The vfmadd231ps instruction is doing quite a lot! It’s a clear signal of intent to the CPU about the nature of the computations that the code is running. Given this, the CPU can make smarter decisions about how this is done, which typically results in improved performance (and accuracy as previously described).
Is it fast
In general, the use of FMA typically results in improved performance. But as always you need to benchmark! Thankfully, Lucene deals with quite a bit of complexity when determining whether to use FMA or not, so you don’t have to. Things like, whether the CPU even has support for FMA, if FMA is enabled in the Java Virtual Machine, and only enabling FMA on architectures that have proven to be faster than separate multiply and add operations. As you can probably tell, this heuristic is not perfect, but goes a long way to making the out-of-the-box experience good. While accuracy is improved with FMA, we see no negative effect on pre-existing similarity computations when FMA is not enabled.

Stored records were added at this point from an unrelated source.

PR #15481, opened 2026-09-09
Run prerendering in post buildApp hooks

edmundhung:
> The diff is much smaller if you enable "Hide Whitespace" on the diff view

React Router currently prerenders by wrapping the `buildApp` config. Once the delegated build completes, it starts prerendering immediately, which could fail if not every Vite environment has been built yet.

For example, Cloudflare Vite plugin uses a post `buildApp` hook to build auxiliary Workers, so React Router may start its preview server before their output exists.

Ideally, we want:

1. React Router builds the configured environments.
2. Cloudflare or other plugins build the remaining environments in their post `buildApp` hooks.
3. React Router starts the preview server and prerenders routes in a post `buildApp` hook with `enforce: "post"`, similar to [TanStack Start](https://github.com/TanStack/router/blob/539e5985cf2889e5238b854b88ff0c2917bbd3d0/packages/start-plugin-core/src/vite/plugins.ts#L76-L94).

I have updated the Cloudflare fixture to add an auxiliary Worker covering this flow. This will also prepare React Router for the upcoming Cloudflare Vite plugin v2 and its new Build Output design.

### DIFF
--- a/integration/vite-plugin-cloudflare-test.ts
+++ b/integration/vite-plugin-cloudflare-test.ts
@@ -14,8 +14,12 @@ const tsx = dedent;
 const css = dedent;
 
 function defineFiles({
+  auxiliaryWorker = false,
   reversePlugins = false,
-}: { reversePlugins?: boolean } = {}): Files {
+}: {
+  auxiliaryWorker?: boolean;
+  reversePlugins?: boolean;
+} = {}): Files {
   const files: Files = async ({ port }) => {
     const inspectorPort = await getPort();
 
@@ -29,7 +33,13 @@ function defineFiles({
       ${await viteConfig.server({ port })}
       plugins: [
         cloudflare({
+          ${
+            auxiliaryWorker
+              ? 'auxiliaryWorkers: [{ configPath: "./wrangler.auxiliary.toml" }],'
+              : ""
+          }
           inspectorPort: ${inspectorPort},
+          ${auxiliaryWorker ? "persistState: false," : ""}
           viteEnvironment: { name: "ssr" },
         }),
         reactRouter(),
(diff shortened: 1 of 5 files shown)


brophdawg11:
**[P2] Preserve cleanup after failed builds**

Moving cleanup into the post `buildApp` hook in [vite/plugin.ts](https://github.com/remix-run/react-router/blob/d38d064c43dafe7435755c09aec669b42a5217a8/packages/react-router-dev/vite/plugin.ts#L2730-L2745) removes its guarantee on failure in Framework Mode. Vite 7 and 8 execute these hooks sequentially and stop when compilation or prerendering throws, so this handler—and its `finally`—never runs.

The previous wrapper enclosed the delegated build in `try/finally`. The remaining Rollup `buildEnd` explicitly skips cleanup during builds, leaving the child compiler and config-loader server unclosed and skipping child-plugin teardown. This matters for programmatic builds that catch errors and continue; the CLI's forced exit masks the resource leak.

Please keep the successful post-hook ordering while restoring cleanup on failure, and add a regression that rejects compilation or prerendering and verifies resource teardown.

This finding is based on static review of `d38d064c`; I did not execute the PR code. Unit and integration CI pass on this head, but the Cloudflare test checks successful build exit and does not cover failure cleanup.

edmundhung:
> [P2] Preserve cleanup after failed builds

This should be fixed in 33c603a52. Both failures should now close plugin resources properly. I have also added test coverage.

brophdawg11:
**[P2] Cleanup still leaks when output generation fails**

The follow-up in `33c603a5` covers module-compilation and prerender failures, but one failure path remains in Framework Mode: Rollup calls [`buildEnd`](https://github.com/remix-run/react-router/blob/33c603a52728d24db74087cdf7a4e064c02ddc46/packages/react-router-dev/vite/plugin.ts#L1891-L1894) before generating and writing output. If a plugin subsequently throws in `generateBundle` or `writeBundle`, this handler has already received no error and skipped cleanup. Vite then rejects the build and never reaches the new [post-`buildApp` cleanup hook](https://github.com/remix-run/react-router/blob/33c603a52728d24db74087cdf7a4e064c02ddc46/packages/react-router-dev/vite/plugin.ts#L2729-L2750).

That leaves the child compiler and config-loader server open and skips child-plugin teardown. The previous wrapper's `finally` covered these failures, so this remains a regression for programmatic builds that catch errors and continue.

Please preserve cleanup across output-generation failures as well. A focused regression could add a plugin with `generateBundle() { throw new Error("output generation failed"); }` and verify that the child compiler's `closeBundle` tracker runs. The added `/missing` test exercises prerender-path validation and does not cover this lifecycle stage.

The intended Cloudflare ordering looks correct. This finding is based on static review of `33c603a5` and the Vite/Rollup lifecycle; I did not execute the PR code.

edmundhung:
> **[P2] Cleanup still leaks when output generation fails**

Fixed in 685053a. Thanks 🙏🏼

Along with the use of FMA, the suite of vector similarity functions got some (more) love. All of dot product, square, and cosine distance, both the scalar and Panama vectorized variants have been updated. Optimizations have been applied based on the inspection of disassembly and empirical experiments, which have brought improvements that help fill the pipeline keeping the CPU busy; mostly through more consistent and targeted loop unrolling, as well as removal of data dependencies within loops.

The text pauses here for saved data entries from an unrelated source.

PR #358, opened 2017-02-15
first envs then the config

MikeMichel:
or docker -e will not work


a60814billy:
Thanks @MikeMichel , we will merge this.

PR #359, opened 2017-02-15
Add travis ci

bananaappletw:
Add eslint syntax check by travis ci service


jackycute:
If you like to upgrade the node requirement, please also modify this line:
https://github.com/hackmdio/hackmd/blob/master/package.json#L123

bananaappletw:
@jackycute Updated.
Thanks for reminder.

a60814billy:
Thanks @bananaappletw , 
Can describe more about this PR ?

bananaappletw:
@a60814billy 
This pull request add eslint syntax check by travis ci service.
Due to [codemirror dependency](https://github.com/codemirror/CodeMirror#quickstart), upgrade Node dependency to v6.

Makefile
```diff
@@ -0,0 +1,3 @@
+lint:
+	@./node_modules/.bin/eslint .
```
a60814billy: Maybe, the script can move to package.json?

README.md
```diff
@@ -48,7 +50,7 @@ Browsers Requirement
 Prerequisite
 ---
 
-- Node.js 4.x or up (test up to 6.7.0)
+- Node.js 6.x or up (test up to 6.7.0)
```
a60814billy: In travis, already use latest node 7 version to test.
Please modify this line to node 7 latest version.

SISheogorath: I think as long as HackMD says it supports node version 6 we should test it.

.editorconfig
```diff
@@ -13,3 +13,5 @@ trim_trailing_whitespace = false
 [{.travis.yml,npm-shrinkwrap.json,package.json}]
 indent_style = space
 indent_size = 2
+[Makefile]
+indent_style = tab
```
SISheogorath: Mixing up intent styles (even for other file types) is worse and shouldn't be done!

jackycute: I'm not sure about this.
I thought different code language might have their best indent that might vary.
Would you explain your intend?

README.md
jackycute: Yeah, we'll test the 6 version.
Above comment just saying that the "test up to" should be node 7

Makefile
bananaappletw: @a60814billy For further purpose, we should use Makefile to write test.
It make clearier to write differenct test in Makefile.
Refer: https://github.com/koajs/koa/blob/master/Makefile

README.md
bananaappletw: @a60814billy I will modify this. 
Thanks.

.editorconfig
jackycute: I know the importance of consistency.
@bananaappletw what do you think?

bananaappletw: @SISheogorath @jackycute Tab character has special meaning for Makefile.
So it is proper to use tab indent instead of space in Makefile.
See [here](http://editorconfig.org/)

SISheogorath: I personally program most of the time in `vim`. And the worst thing you can have there is different intent style, than you have in your `.vimrc`.

In general speaking, you try to find a standard which says tabs or spaces. and also the intent size. Not only for you, for the whole company/project. And as long as you do not configure this in a central config file or a per file config (like possible in vim), you should stay with one type because otherwise you need to create a special config file, per project, per filetype which is more than ugly...

bananaappletw: @SISheogorath Maybe you have to take a look of [this](https://www.gnu.org/software/make/manual/make.html)

jackycute: @SISheogorath Thanks for telling more.
But I think it won't apply to Makefile, because "a tab" indent is part for the format.

SISheogorath: Yes, I was again misleading myself :D 

Thought you edit another file. It's okay :D

SISheogorath: Well, it is possible to use another character than tabs... but not really useful.

See [`.RECIPEPREFIX`](https://www.gnu.org/software/make/manual/make.html#Special-Variables)

SISheogorath:
Mhm, someone has to run `eslint --fix` before this starts to be useful, but this will possibly break all other PRs.

jackycute:
@SISheogorath yeah, so this PR is more like a pre-setup one.
We'll make the rules more fitting then fix.

Makefile
jackycute: How about combine this to webpack? since we already using that.
Seems like only koa use Makefile, maybe it's using Makefile for some other purpose than just lint or test.
I start thinking this is just a preference problem.

jackycute: And tj himself seems like stop using makefile to run npm script in his recent (an year) repos 😢.

bananaappletw: @jackycute Ok, I try to use webpack instead.
Thanks.

bananaappletw:
I change to use package.json to test lint.
Due to some third library, I add *.min.js as .eslintignore.

a60814billy:
Thanks @bananaappletw , 
we'll merge when making rules fitting our project.

jackycute:
Let's merge this first, then change the rules when needed.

It’s not straightforward to put concrete performance improvement numbers on this change, since the effect spans multiple similarity functions and variants, but we see positive throughput improvements, from single digit percentages in floating-point dot product, to higher double digit percentage improvements in cosine. The byte based similarity functions also show similar throughput improvements.
In Lucene 9.7.0, we added the ability to enable an alternative faster implementation of the low-level primitive operations used by Vector Search through SIMD instructions. In the upcoming Lucene 9.9.0 we built upon this to leverage faster FMA instructions, as well as to apply optimization techniques more consistently across all the similarity functions. Previous versions of Elasticsearch are already benefiting from SIMD, and the upcoming Elasticsearch 8.12.0 will have the FMA improvements.

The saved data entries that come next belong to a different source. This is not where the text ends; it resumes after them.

Issue #129, opened 2016-05-26
不同入口的帳號合併功能 / Support merging different account data


TzuChin:
因尚未支援google登入時，
都是使用FB登入，
但現在有了google登入方式，
就開始習慣使用google登入了，
所以**希望可以把FB帳號跟google帳號合併**(應該是說多入口合併)。

雖然可以使用歷史匯入匯出的功能，
把資料搬移到google帳號底下，
但擁有者可設定的東西(例如文章權限)，
在google帳號則不能設定。

Jyny:
I have the same consider with this issue.
so rewrite the origin issue in english

When hackmd.io hasn't support sign in by google,
We are using FB to sign in.

But now hackmd.io has supported sign in by google account,
I began to get used to it.
So I hope can combined the data that signed in by FB account and google account
(or mean as multi-entry to sign in same account).

Although we can use the "import or export history" features,
to import history data to account that signed in by google account.
However, some features are lost because of it's owner actually from different account.
For an example,
the origin owner can set something (such as an article permissions),
But not In imported history's case.

Hope for the feature that support can sign in to one account by different social account.

LittleWhiteYA:
討論過後應該主要有 2 個做法
不同帳號做綁定 or 將資料全部從帳號 A 轉移到帳號 B

1. 不同帳號做綁定
優點: 不同帳號可以看到所綁定帳號的筆記和歷史紀錄，可以以其他帳號拿到"主"帳號的資料，如果綁定的帳號是不同使用者，可以達到類似 workspace 的效果
缺點: 複雜度比較高，request 的次數相比資料作全部轉移高出很多，速度會慢很多，另外以帳號綁定來達到 workspace 的效果是不良的做法，有其他 issue 會完成類似 workspace 的效果

2. 將資料全部從帳號 A 轉移到帳號 B
優點: 一次性資料轉移很單純，複雜度相對低很多，速度也快很多

jackycute:
Hi @TzuChin @Jyny and all participants
This issue might solved by a different way like above mentioned.
It's lots easier and more intuitive for users to understand.
Please comment if you have something to say.

Lin-Buo-Ren:
可以以 E-mail 地址作為識別不同的 OpenID 登入是否為同一帳號的依據嗎？
另外我附議上面 2. 的作法

bestpika:
如果用 2 的作法就變成沒辦法達到用不同帳號登入的功能…
這樣使用起來一點也不方便。

[...]

PR #370, opened 2017-02-23
不同入口的帳號合併功能 / Support merging different account data

LittleWhiteYA:
issue reference: https://github.com/hackmdio/hackmd/issues/129

I will add test later.
**For now I just finish API for transferring notes to facebook account** .
I want to check that my direction is right.

### DIFF
--- a/lib/auth.js
+++ b/lib/auth.js
@@ -68,6 +68,12 @@ if (config.facebook) {
         clientSecret: config.facebook.clientSecret,
         callbackURL: config.serverurl + '/auth/facebook/callback'
     }, callback));
+
+    module.exports = passport.use('facebook-transferNotes', new FacebookStrategy({
+        clientID: config.facebook.clientID,
+        clientSecret: config.facebook.clientSecret,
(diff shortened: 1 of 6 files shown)


lib/auth.js
```diff
@@ -68,6 +68,12 @@ if (config.facebook) {
         clientSecret: config.facebook.clientSecret,
         callbackURL: config.serverurl + '/auth/facebook/callback'
     }, callback));
+
+    module.exports = passport.use('facebook-transferNotes', new FacebookStrategy({
```
a60814billy: Why you need `module.exports` there?
It break already exports module before.

jackycute:
@LittleWhiteYA
I would suggestion not adding that `notes-transfer-modal.ejs`. It's mostly same as `signin-modal.ejs`.
The better way is make the strings that you need to change dynamically into variables and pass them on the include, for example: `<%- include("signin-modal.ejs", { title: "example" })`.
See more here: https://github.com/mde/ejs#includes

Finally, I’d like to call out Lucene PMC member Robert Muir for continuing to make improvements in this area, and for the enjoyable and productive collaboration.
除了使用FMA，向量相似性函数相关的内容（the suite of similarity functions）也进行了改进。 dot product、square 和 cosine distance 和Panama向量化都已更新。通过查看反汇编和实验经验应用了（apply）一些优化措施，这些措施带来了改进，有助于保持CPU忙碌的状态，主要通过更加的一致性和有针对性的循环展开（loop unrolling），以及消除循环内的数据依赖性。
mostly through more consistent and targeted loop unrolling：这是一种优化技术，通过增加循环体中代码的实例数量来减少循环的迭代次数。这种方法可以提高程序的执行效率，因为它减少了循环控制逻辑的开销，并可能使得更多的数据在单个循环迭代中被处理。
在循环内移除数据依赖（removal of data dependencies within loops）：这是指修改循环中的代码，以减少或消除数据依赖，从而提高性能。数据依赖可能会导致循环迭代之间的延迟，因为后续的迭代可能需要等待前一个迭代完成数据处理。通过重构代码来减少这种依赖，可以使循环的不同迭代更加独立，从而提高运行效率。综合来看，这些技术有助于提高程序处理循环时的性能，特别是在涉及大量数据和复杂计算时。
具体的性能提升没那么直接通过数据来确定，因为影响涵盖了multiple similarity functions and variants，但我们看到了吞吐量方面的提升，从浮点型数值的点积操作的个位数百分比的提升到cosine操作的两位数百分比的提高。基于字节的相似性函数也显示出类似的吞吐量的提升。